** What you are asked to do **
When a line in the entries contains the word "authorities", copy that line in full.

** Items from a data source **
=== Begin Enclosure ===

PR #1265, opened 2019-08-03
Pass online/offline status indicators with staking accounts

kwingram25:
This turned out to be a ton of work :)

Pass combined recentlyOffline / receivedHeartbeats object with all accounts retrieved for staking.
- Not sure of the overhead concerns; Alexander loads very slowly, but it already did anyways
- Alternative is to rely solely on parsing recent events? I'm working on an apps update that uses both this and event checking to get specific BlockNumber


packages/api-derive/src/staking/info.ts
```diff
@@ -104,94 +107,126 @@ function unwrapSessionIds (stashId: AccountId, validatorIds: AccountId[], auraId
...
+          of([
+            nominators,
+            sessionId,
+            nextSessionId
+          ]),
+          eraLength(api)(),
+          bestNumber(api)(),
+          recentlyOffline(api)(),
+          receivedHeartbeats(api)([stashId, controllerId, sessionId, nextSessionId]),
+          receivedHeartbeats(api)(nominators),
```
jacogr: Not for norminators.

packages/api-derive/src/staking/info.ts
```diff
@@ -104,94 +107,126 @@ function unwrapSessionIds (stashId: AccountId, validatorIds: AccountId[], auraId
...
+        return combineLatest([
+          of([
+            nominators,
+            sessionId,
+            nextSessionId
+          ]),
+          eraLength(api)(),
+          bestNumber(api)(),
+          recentlyOffline(api)(),
+          receivedHeartbeats(api)([stashId, controllerId, sessionId, nextSessionId]),
```
jacogr: Only for stash

packages/api-derive/src/staking/controllers.ts
```diff
@@ -5,25 +5,62 @@
...
           ])
         ),
+        switchMap(([recentlyOffline, stashIds, controllerOptions]): Observable<[DerivedRecentlyOffline, AccountId[], (AccountId | null)[], boolean[], boolean[]]> => {
+          const controllerIds = controllerOptions.map((option): AccountId | null => option.unwrapOr(null));
+          return combineLatest([
+            of(recentlyOffline),
+            of(stashIds),
+            of(controllerIds),
+            receivedHeartbeats(api)(stashIds),
+            receivedHeartbeats(api)(controllerIds)
```
jacogr: Not for controllers.

packages/api-derive/src/session/validators.ts
```diff
@@ -0,0 +1,45 @@
...
+    combineLatest([
+      recentlyOffline(api)(),
+      api.query.session.validators() as any as Observable<AccountId[]>
+    ])
+      .pipe(
+        switchMap(([recentlyOffline, validatorIds]): Observable<[DerivedRecentlyOffline, AccountId[], boolean[]]> =>
+          combineLatest([
+            of(recentlyOffline),
+            of(validatorIds),
+            receivedHeartbeats(api)(validatorIds)
```
jacogr: Here it is correct.

packages/api-derive/src/imOnline/receivedHeartbeats.ts
```diff
@@ -0,0 +1,45 @@
...
+    }
+
+    return api.query.imOnline && api.query.imOnline.receivedHeartbeats
+      ? api.query.session.currentIndex<SessionIndex>()
+        .pipe(
+          switchMap((currentIndex): Observable<Bytes[]> =>
+            combineLatest(
+              addresses.map((address): Observable<Bytes> =>
+                address
+                  ? api.query.imOnline.receivedHeartbeats<Bytes>(currentIndex.toString(), address.toString())
```
jacogr: This should be a multi query.

packages/api-derive/src/staking/info.ts
```diff
@@ -203,8 +236,8 @@ export function info (api: ApiInterfaceRx): (_accountId: Uint8Array | string) =>
 
     return (
       api.queryMulti([
-        [api.query.staking.bonded, accountId], // try to map to controller
-        [api.query.staking.ledger, accountId] // try to map to stash
+        [api.query.staking.bonded, accountId.toString()], // try to map to controller
```
jacogr: Why the `toString` here? (And elsewhere)

packages/api-derive/src/staking/info.ts
```diff
@@ -104,94 +107,124 @@ function unwrapSessionIds (stashId: AccountId, validatorIds: AccountId[], auraId
...
+  return combineLatest([
+    // FIXME while we have 2.x and 1.x support, don't add this to .multi -
+    // should be added when only 2.x
+    api.query.aura && api.query.aura.authorities
+      ? api.query.aura.authorities<Vec<AccountId>>()
+      : of([] as AccountId[]),
+    api.queryMulti([
+      api.query.session.queuedKeys
+        ? [api.query.session.queuedKeys]
+        : [api.query.session.nextKeyFor, controllerId.toString()],
```
jacogr: Why the toString?

packages/api-derive/src/staking/info.ts
```diff
@@ -104,94 +107,124 @@ function unwrapSessionIds (stashId: AccountId, validatorIds: AccountId[], auraId
...
+        return combineLatest([
+          of([
+            nominators,
+            sessionId,
+            nextSessionId
+          ]),
+          eraLength(api)(),
+          bestNumber(api)(),
+          recentlyOffline(api)(),
+          receivedHeartbeats(api)([stashId]),
```
jacogr: We should really drop these completely.

packages/api-derive/src/session/validators.ts
```diff
@@ -0,0 +1,45 @@
...
+import { ApiInterfaceRx } from '@polkadot/api/types';
+import { DerivedRecentlyOffline, DerivedStakingAccount, DerivedStakingAccounts } from '../types';
+
+import { receivedHeartbeats } from '../imOnline';
+import { recentlyOffline } from '../staking';
+import { drr } from '../util/drr';
+import { addOnlineStatusToStakingAccount } from '../util/addOnlineStatusToStakingAccount';
+
+/**
+ * @description From the list of stash accounts, retrieve the list of controllers
```
jacogr: Not sure the description here matches.

jacogr:
Would def stick to only events and keep that on the UI. The recentlyOffline is good.

packages/api-derive/src/staking/info.ts
kwingram25: I was trying to figure out why the switchMap wouldn't go through and thought it was related to that :)

jacogr:
I merged it with master and cleaned up slightly. There is something here however that makes the apps UI unhappy - on master this shows up, while the `staking.validators` query only has the active account, not both.

image

Due to it using the `derive.staking.controllers` query, which seems to have broken compatibility.

kwingram25:
Yes, have a big apps update as well for things like this (though it will have to be changed some now)

jacogr:
The issue is that I don't want to break the existing derives - so adding more info is fine, making the derives break in incompatible ways, are not. (It is not an apps-specific thing, this is used by other teams). 

An example of this was reverting the `stashId` -> `stash` changes, that is an incompatible change, rather the `offline` was added to the structure.

packages/api/test/e2e/api-derive/promise-dev.spec.ts
```diff
@@ -73,7 +73,7 @@ describeE2E({
         }
 
         expect(info.accountId.eq(accountId)).toBe(true);
-        expect(info.controllerId.eq('5GrwvaEF5zXb26Fz9rcQpDWS57CtERHpNehXCPcNoHGKutQY')).toBe(true);
+        expect(info.controllerId!.eq('5GrwvaEF5zXb26Fz9rcQpDWS57CtERHpNehXCPcNoHGKutQY')).toBe(true);
```
jacogr: A side note, we need to not add any more of these, i.e. https://github.com/polkadot-js/api/blob/master/.eslintrc.js#L10

This is the TypeScript equivalent of raw `unwrap()` without a check in Rust. It is passable in tests, however we need to remove that rule override since it is a code smell. (Disallowed by default by the standard rules, e.g. the recommended set)

packages/api-derive/src/session/validators.ts
```diff
@@ -0,0 +1,34 @@
...
+import { addOnlineStatusToStakingAccount } from '../util/addOnlineStatusToStakingAccount';
+
+/**
+ * @description Retrieve the current session validators and any offline status reports
+ */
+export function validators (api: ApiInterfaceRx): () => Observable<DerivedStakingAccounts> {
+  return (): Observable<DerivedStakingAccounts> =>
+    combineLatest([
+      recentlyOffline(api)(),
+      api.query.session.validators() as any as Observable<AccountId[]>
```
jacogr: Ok, this is dangerous - this returns different information for 1.x vs 2.x

- 1.x - controllers
- 2.x - stashes

So this can only be used in the current form on 2.x chains. Can add it, but I would strongly suggest not using this in the apps UI at all since it will work and not work depending on chain.

PR #1266, opened 2019-08-03
Retrieve nextKeys, only deal with stash

jacogr:


jacogr:
The screw-up with this atm - on 1.x session.validators return the controllers on 2.x it returns the stash.

PR #1267, opened 2019-08-04
WIP: Adding of rollup version of api

retotrinkler:
### Added

- Add rollup dependencies and script to package.json
- Add rollup.api.js config file
- Add compilerOption ES2015 to ts config file

### Updated
- Update .gitignore


retotrinkler:
actually don't know if this worked. will close it to not spam your PR list

jacogr:
At the very least, what it did is uncover some circular-dep-horrors - so even just for that, it was worth it's weight in gold.

retotrinkler:
thanks :)

PR #1271, opened 2019-08-06
Add Wasm Provider to RPC-Provider

yjkimjunior:
Context: Pierre’s Substrate light client in browser -
Demo:  http://substrate-node.cleverapps.io/, Soruce: https://github.com/paritytech/substrate/commit/67e82c2f788ef339bef499b8a9274bfc84710769 - is in need of a UI so this PR is working on adapting @polkadot/rpc-provider to also handle connecting to the bundled wasm client.

There is a fair bit of code reuse between this and WSProvider, and it is more or less the same with the main difference being that instead of making RPCs on a WS connection, WasmProvider should call the matching wasm functions.

The wasm pkg included is meant to only be for testing, and it practice the bundled wasm would be passed in as a constructor argument.

Opening the draft PR early for potential feedback and collaboration, as I'm currently also a bit crunched on time trying to get the UOS stuff out the door.

### DIFF
--- a/packages/rpc-provider/src/index.ts
+++ b/packages/rpc-provider/src/index.ts
@@ -4,3 +4,4 @@
 
 export { default as HttpProvider } from './http';
 export { default as WsProvider } from './ws';
+export * from './wasm';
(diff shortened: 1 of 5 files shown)


yjkimjunior:
closing since https://github.com/axelchalon/substrate-browser/blob/master/src/WasmProviderLite.ts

=== End Enclosure ===

** Solution for this task **
+    api.query.aura && api.query.aura.authorities
+      ? api.query.aura.authorities<Vec<AccountId>>()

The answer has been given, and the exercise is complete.